And if you were trying to collect information, you'd be able to get a lot more
info from the license plate numbers or the make/models of cars. You could also
get information on employment by looking for which cars are parked where,
since store employees typically have to park further from the entrance.
There's a lot of information that you could get from ground-level that you
miss at satellite level.

The real question is - is it worth it?

------
rednerrus
A couple of years ago, JC Penney's was on to something. They were moving to
stylish affordable clothing and it was starting to take with young people.
Investors got nervous and wanted to move back to the inflate prices and have
constant fake sales model. They are seriously wasting their real estate and
potential.

------
clintonb
Is it pure coincidence that the use of satellites to gauge retail traffic was
a minor plot point in the [latest episode of _Billions_
]([http://www.sho.com/billions/season/2/episode/2](http://www.sho.com/billions/season/2/episode/2))?

------
losteverything
I would be interested in the number of trailers unloading.
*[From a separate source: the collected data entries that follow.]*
PR #1199, opened 2023-09-07
fix: deadlock when dedup stream read

ShiKaiWi:
## Rationale
The deadlock will happen when dedup stream read requests because the serial execution of sending and receiving data on a bounded channel.

## Detailed Changes
Send the data in background.

## Test Plan
Test it manually.

### DIFF
--- a/server/src/grpc/remote_engine_service/mod.rs
+++ b/server/src/grpc/remote_engine_service/mod.rs
@@ -14,7 +14,11 @@
 
 // Remote engine rpc service implementation.
 
-use std::{hash::Hash, sync::Arc, time::Instant};
+use std::{
+    hash::Hash,
+    sync::Arc,
+    time::{Duration, Instant},
+};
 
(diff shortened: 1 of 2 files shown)


server/src/grpc/remote_engine_service/mod.rs
```diff
@@ -237,27 +236,45 @@ impl RemoteEngineServiceImpl {
...
         // We should set cancel to guard, otherwise the key will be removed twice.
         guard.cancel();
         let notifiers = request_notifiers.take_notifiers(&request_key).unwrap();
+        self.runtimes.read_runtime.spawn(async move {
+            Self::send_dedupped_resps(resps, notifiers).await;
+
+            REMOTE_ENGINE_GRPC_HANDLER_DURATION_HISTOGRAM_VEC
+                .stream_read
+                .observe(instant.saturating_elapsed().as_secs_f64());
+        });
```
Rachelint, line 259: How about place these logics of First to Frist match branch?

jiacai2050 (approved):
LGTM

PR #1200, opened 2023-09-07
fix: use ExecutionGuard to ensure notifiers released when futures got cancelled

tanruixiang:
## Rationale
Add ExecutionGuard to ensure notifiers go released when future got cancelled during `get_bytes`, otherwise all ranges belonging to this notifiers will never receive response.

I wonder how much intelligence will be gleaned when and if automated semis
make deliveries to retailers? At any given moment the quantity, weight,
destination, etc can be real-time tracked with these self driving semis. Would
be an interesting business. Especially if the truck could be tracked from
manufacturer to store

If others could track automatic Amazon truck deliveries from their warehouses
that would probably be desired.

I assume that once driverless vehicles are in the main then the trucks would
have to broadcast and thus be able to be picked up by private listening sites.

Then some company will create a spoofing truck runs to give false
intelligence.. and on and on...

------
Steltek
Most big store parking lots tend to be legally mandated vast wastes of
asphalt. New Urbanists celebrate Black Friday as "Parking Day": taking photos
of nearly empty parking lots on supposedly the busiest shopping day of the
year.

------
harrygallagher4
This is a little off topic, but did anyone else see the absolutely huge ad in
the middle of the article? It takes up 670px in a window that's only 960px
tall. Is this a new trend in advertising?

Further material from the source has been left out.